Abidjan, 05 jan 2026 (AIP)-L’ancien Premier ministre français, Dominique de Villepin a vivement critiqué, dimanche 4 janvier 2026, la réaction du président Emmanuel Macron à l’opération militaire américaine menée au Venezuela.
Intervenant dans l’émission BFM Politique, il a qualifié la position du chef de l’État de « aveugle, inconsciente des réalités et irresponsable pour l’avenir de la France et de l’Europe », a rapporté l’Agence de Presse turque Anadolu.
Selon Dominique de Villepin, M. Macron fait preuve d’un alignement excessif sur Washington. « Il se soumet à Donald Trump », a-t-il accusé, appelant les Européens à s’interroger sur leur capacité à faire face à d’éventuelles interventions américaines à l’avenir.
« Que fera-t-on demain quand Trump le fera pour le Groenland ? », a-t-il lancé. L’ancien chef du gouvernement français a estimé que la situation actuelle révèle un « changement de monde » marqué par le retour de logiques impériales, dans lesquelles les démocraties occidentales deviennent un obstacle.
Il a mis en garde contre un bouleversement durable de l’ordre international et plaidé pour un renforcement de la souveraineté européenne afin de préserver ses valeurs et ses intérêts fondamentaux.
Dominique de Villepin a ainsi appelé à la construction d’un « grand pacte de souveraineté » européen dans les domaines du numérique, de la technologie, de la finance et de la défense, jugeant que « le droit ne suffit pas » sans puissance politique et stratégique.
À ses yeux, Emmanuel Macron adopte au contraire la mauvaise approche, à l’instar de plusieurs dirigeants européens qui « tergiversent depuis des mois » et sous-estiment les risques.
Il a également averti que l’Europe ne devrait pas devenir « le champ de bataille » ni « la variable d’ajustement » d’un affrontement stratégique entre les États-Unis et la Chine.
Selon lui, l’absence de réaction ferme face à l’intervention américaine au Venezuela affaiblit la crédibilité européenne sur d’autres dossiers internationaux, notamment l’Ukraine, soulignant que « ces sujets sont liés ».

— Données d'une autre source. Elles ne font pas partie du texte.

PR #483, opened 2021-03-29
Adjust neg. quote operations to contain sort and status

cpartica:
## Problem

Mutations in schema is not align with statuses on operations that might have partial or total success, which is an overall effort. 
We also can't sort the quotes returned. 

## Solution
To align mutations schema with operations that might have partial or total success, we need to add statuses.
Also we can add sorting on quotes solving the sorting problems

### DIFF
--- a/design-documents/graph-ql/coverage/b2b/negotiableQuotes.graphqls
+++ b/design-documents/graph-ql/coverage/b2b/negotiableQuotes.graphqls
@@ -14,7 +14,7 @@ type Query {
 }
 
 type NegotiableQuotesOutput {
-    items: [NegotiableQuote]
+    items: [NegotiableQuote!]!
     page_info: SearchResultPageInfo!
     total_count: Int!
 }
@@ -97,7 +97,6 @@ input DeleteNegotiableQuotesInput {
 }
 
 type DeleteNegotiableQuotesOutput {
-    status: Boolean!
     # Implementation Note: We don't make the deleted quotes accessible
     # because "deleted" means they're hidden from the storefront UI. They will
     # still be visible (and labeled as deleted) for a Seller in the admin
@@ -114,7 +113,6 @@ input CloseNegotiableQuotesInput {
 }
 
 type CloseNegotiableQuotesOutput {
-    status: Boolean!
     closed_quotes(
         filter: NegotiableQuoteFilterInput,
         pageSize: Int = 20,
--- a/design-documents/graph-ql/coverage/b2b/negotiableQuotes.graphqls
+++ b/design-documents/graph-ql/coverage/b2b/negotiableQuotes.graphqls
@@ -9,6 +9,7 @@ type Query {
         filter: NegotiableQuoteFilterInput,
         pageSize: Int = 20,
         currentPage: Int = 1
+        sort: NegotiableQuoteSortInput
     ): NegotiableQuotesOutput @doc(description: "A (optionally filtered) list of negotiable quotes viewable by the logged-in customer")
 }
 
@@ -96,6 +97,7 @@ input DeleteNegotiableQuotesInput {
 }
 
 type DeleteNegotiableQuotesOutput {
+    status: Boolean!
     # Implementation Note: We don't make the deleted quotes accessible
     # because "deleted" means they're hidden from the storefront UI. They will
     # still be visible (and labeled as deleted) for a Seller in the admin
@@ -103,6 +105,7 @@ type DeleteNegotiableQuotesOutput {
         filter: NegotiableQuoteFilterInput,
         pageSize: Int = 20,
         currentPage: Int = 1
+        sort: NegotiableQuoteSortInput
     ): NegotiableQuotesOutput @doc(description: "List of negotiable quotes available to customer")
 }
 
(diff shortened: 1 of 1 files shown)


design-documents/graph-ql/coverage/b2b/negotiableQuotes.graphqls
```diff
@@ -111,12 +114,19 @@ input CloseNegotiableQuotesInput {
 }
 
 type CloseNegotiableQuotesOutput {
-    closed_quotes: [NegotiableQuote!] @doc(description: "Quotes that were just closed")
+    status: Boolean!
+    closed_quotes(
```
cpartica, line 118: [NegotiableQuote!] - would need NegotiableQuotesOutput { items: [NegotiableQuote!]}

while NegotiableQuotesOutput currently has  items: [NegotiableQuote]!

Should we add a specific type for both? or modify NegotiableQuotesOutput to have
 items: [NegotiableQuote] - basically satisfying both cases but leaving schema less specific

amolina-magento: For reference regarding nullability of array members: https://www.apollographql.com/blog/using-nullability-in-graphql-2254f84c4ed7

```
drinkSizes: [String!]

This means that the list itself can be null, but it can’t have any null members. For example, in JSON:

drinkSizes: null // valid
drinkSizes: [] // valid
drinkSizes: ["small", "large"] // valid
drinkSizes: ["small", null, "large"] // error
```

cpartica: so it seems that we should go for `items: [NegotiableQuote!]!`

prabhuram93: Adding more specificity is risky as it tends to be the least BIC. I would suggest items: [NegotiableQuote] for now so it can be consistent with the rest of the schema. We can always add more specificity later.

design-documents/graph-ql/coverage/b2b/negotiableQuotes.graphqls
```diff
@@ -96,13 +97,15 @@ input DeleteNegotiableQuotesInput {
 }
 
 type DeleteNegotiableQuotesOutput {
+    status: Boolean!
```
pdohogne-magento, line 100: According to discussion with the PWA team, this field should be changed to an enum with (at least) three states: success, failure, and partial success.  Also rename to something more descriptive, possibly `resultState`?

pdohogne-magento:
The result status field should be added to the output for all mutations.

design-documents/graph-ql/coverage/b2b/negotiableQuotes.graphqls
pdohogne-magento: Related: https://jira.corp.magento.com/browse/PWA-1523 will add expanded error information to the output and allow callers to easily grab the list of failing ids when there's a partial success.

design-documents/graph-ql/coverage/b2b/negotiableQuotes.graphqls
```diff
@@ -199,6 +209,17 @@ input NegotiableQuoteFilterInput {
     name: FilterMatchTypeInput @doc(description: "Filter by negotiable quote name")
 }
 
+input NegotiableQuoteSortInput {
+    name: SortEnum @doc(description: "Sort by negotiable quote name")
```
prabhuram93, line 213: This looks good. Additiona note, Luma doesn't support sorting at this point. 
Screen Shot 2021-04-09 at 1 45 31 PM

design-documents/graph-ql/coverage/b2b/negotiableQuotes.graphqls
prabhuram93: @cpartica since we are not tackling status now, can you remove the status fields from this PR. Rest looks good.

prabhuram93 (approved):

design-documents/graph-ql/coverage/b2b/negotiableQuotes.graphqls
```diff
@@ -9,11 +9,12 @@ type Query {
         filter: NegotiableQuoteFilterInput,
         pageSize: Int = 20,
         currentPage: Int = 1
+        sort: NegotiableQuoteSortInput
     ): NegotiableQuotesOutput @doc(description: "A (optionally filtered) list of negotiable quotes viewable by the logged-in customer")
 }
 
 type NegotiableQuotesOutput {
-    items: [NegotiableQuote]!
+    items: [NegotiableQuote!]!
```
cpartica, line 17: @amolina-magento added this non nullable like you suggested

design-documents/graph-ql/coverage/b2b/negotiableQuotes.graphqls
cpartica: done

prabhuram93 (approved):

amolina-magento (approved):

prabhuram93 (approved):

Samedi soir, Emmanuel Macron avait salué « la libération du peuple vénézuélien de la dictature de Nicolas Maduro », appelant à une transition politique « pacifique, démocratique et respectueuse de la volonté du peuple vénézuélien ». Il avait exprimé son souhait de voir le président élu en 2024, Edmundo González Urrutia, conduire rapidement ce processus.
Dans le même temps, plusieurs responsables politiques français ont dénoncé les frappes américaines et rappelé le principe du respect de la souveraineté des États.
Par ailleurs, le président vénézuélien Nicolás Maduro et son épouse Cilia Flores ont été exfiltrés vers New York à la suite de l’opération américaine menée à Caracas. Selon des médias américains, ils ont été transférés au Metropolitan Detention Center de Brooklyn, tandis que Washington a annoncé l’ouverture de poursuites fédérales à leur encontre.
Cette opération suscite de vives interrogations quant au respect du droit international et aux risques d’instabilité pour le Venezuela et l’ensemble de la région.